# Probleme mit ip-up und DynDNS

## thund3rbird

Hi Leuz

ich benutzte den rp-pppoe und ich habe auch einen Account bei DynDns.org

Ich benutzte den DDClient welcher auf perfekt funktioniert wenn man ihn manuel startet!

Jetzt will ich aber folgendes:

Und zwar das wenn sich die ADSL Verbindung aufbaut, dann will ich das er die DynDNs accounts updatet und meine firewall startet!!!!

geht doch mit ip-up oder??

wenn ja wie genau geht das????????? wo muss man was aktivieren???

"Ach ja /etc/conf.d/local.start bitte nicht erwähnen, weil das bringt mir nix, wenn meine ADSL Verbdingun schon mal oben ist und dann sich wieder einwählt, dann wird aber die local.start net nochmal geladen, somit geht auch dann das DynDns nicht.

Also wie bekomme ich es hin, das er wenn ich online gehe er mir auch meine DynDns accounts updatet und meine Firewall startet!!

Ich habe fwbuilder!

ich hoffe ihr wisst was

THX

[Mod Änderurung]

Bitte das nächste mal einen vernünftigen Titel wählen, sonst wird das Thema geschlossen

----------

## moogli

Hallo ich versuchs mal.

DDclient wird bei mir mit dem script ddclient, welches in Deinem /etc/init.d Verzeichnis liegen sollte (wenn nicht dann musst du schnell eins basteln), gestartet. Ich meine dieses Script wird mit der Installation des ddclient mitgeliefert.

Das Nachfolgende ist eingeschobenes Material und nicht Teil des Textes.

PR #1063, opened 2022-03-29
initial commit

amitpatiljc:
- [DEMO LINK](https://amitpatiljc.github.io/layout_stop-watch/)

### DIFF
--- a/src/styles/main.scss
+++ b/src/styles/main.scss
@@ -1,0 +1,72 @@
+$watch-size: 600px;
+$watch-radius: $watch-size/2;
+$watch-minute-height: $watch-radius / 2;
+$watch-second-height: $watch-radius;
+$watch-minute-width: 6px;
+$watch-second-width: $watch-minute-width*2;
+$pin-size: 40px;
+$stop-watch-time: 60s;
+
+@mixin circle ($size) {
+  height: $size;
+  width: $size;
+  border-radius: 50%;
+}
+
+body {
+  margin: 0;
+}
+
+.watch {
+  position: relative;
+  @include circle($watch-size);
+  background-color: rgb(156, 171, 184);
+}
+
+.page__watch {
+  margin: 0 auto;
+}
+
+.watch__hand {
+  position: absolute;
+
+}
+
+.watch__hand--min {
+  height: $watch-minute-height;
+  width: $watch-minute-width;
+  top: $watch-radius - $watch-minute-height;
+  left: $watch-radius - $watch-minute-width;
+  background-color: blue;
+  transform-origin: bottom right;
+  animation: rotate $stop-watch-time*60 linear infinite;
+}
+
+.watch__hand--sec {
+  height: $watch-radius;
+  width: $watch-second-width;
+  background-color: red;
+  top: 0;
+  left: $watch-radius - $watch-second-width;
+  transform-origin: bottom right;
+  animation: rotate $stop-watch-time linear infinite;
+
+}
+
+.watch__hand--pin {
+  @include circle($pin-size);
+  top: 50%;
+  left: 50%;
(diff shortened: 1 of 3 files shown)


src/styles/main.scss
```diff
@@ -0,0 +1,72 @@
...
+  transform-origin: bottom right;
+  animation: rotate $stop-watch-time linear infinite;
+
+}
+
+.watch__hand--pin {
+  @include circle($pin-size);
+  top: 50%;
+  left: 50%;
+  transform-origin: 0 0;
```
AndreiSuc, line 60: This `transform-origin: 0 0` makes your handles rotate around their bottom left corners. Probably `transform-origin: bottom center` will do a better job and they will be more aligned.

src/styles/main.scss
```diff
@@ -0,0 +1,72 @@
...
+  animation: rotate $stop-watch-time*60 linear infinite;
+}
+
+.watch__hand--sec {
+  height: $watch-radius;
+  width: $watch-second-width;
+  background-color: red;
+  top: 0;
+  left: $watch-radius - $watch-second-width;
+  transform-origin: bottom right;
```
AndreiSuc, line 51: `transform-origin: bottom right ` makes the figure rotate around its lower right corner. That's why the rotation is a little asymmetric. If you try `transform-origin: bottom center; `it should work better.

AndreiSuc, line 51: `transform-origin: bottom right ` makes the figure rotate around its lower right corner. That's why the rotation is a little asymmetric. If you try `transform-origin: bottom center; `it should work better.

src/styles/main.scss
```diff
@@ -0,0 +1,72 @@
...
+  animation: rotate $stop-watch-time*60 linear infinite;
+}
+
+.watch__hand--sec {
+  height: $watch-radius;
+  width: $watch-second-width;
+  background-color: red;
+  top: 0;
+  left: $watch-radius - $watch-second-width;
```
AndreiSuc, line 50: If you want to position your handle in the center you need to subtract half of its thickness, not the full thickness. So   left: `$watch-radius - ($watch-second-width / 2);` will look better.

AndreiSuc, line 50: If you want to position your handle in the center you need to subtract half of its thickness, not the full thickness. So   left: `$watch-radius - ($watch-second-width / 2);` will look better.

src/styles/main.scss
AndreiSuc, line 60: Since the pin is not rotating you probably don't need `transform-origin` here.

AndreiSuc, line 60: Since the pin is not rotating you probably don't need `transform-origin` here.

AndreiSuc (changes requested):
Hi Amit. I noticed some asymmetry in your clock and inspected it clock in chrome dev tools. Please have a look at my suggestions.

Apart from the suggestions, I like that you tied everything to variables, something I was lazy to do. 👍

src/styles/main.scss
amitpatiljc: Right! its looking great!

AndreiSuc (approved):
Looks great.

src/styles/main.scss
```diff
@@ -0,0 +1,75 @@
...
+  transform-origin: bottom center;
+  animation: rotate $stop-watch-time linear infinite;
+
+}
+
+.watch__hand--pin {
+  @include circle($pin-size);
+  top: 50%;
+  left: 50%;
+  // transform-origin: 0 0;
```
ihor-jpeg, line 63: no commented code

ihor-jpeg (commented):
Nicely done!

meforoma (approved):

Eingebunden wird es mit "rc-update add ddclient default".

Wann und wieoft Deine IP bei dyndns.org geprüft und upgedated werden soll, legst Du in der /etc/ddclient/ddclient.conf fest.

Meine Firewall starte ich ebenfalls über ein gesondertes Script im /etc/init.d Verziechnis.

Hoffe das hilft Dir weiter. 

Gruss

Matthias

----------

## thund3rbird

hi ho,

kannst du mal bitte dein ddclient script und dein firewall script aus /etc/init.d/

hier rein posten??

Ich probier da schon die ganze Zeit rum aber nix geht *g*

währe cool

THX

----------

## khippy

AFAIK funzt pppoe wie pppd und dann hast du in /etc/ppp/ dateien ip-up, ip-fail und ip-down.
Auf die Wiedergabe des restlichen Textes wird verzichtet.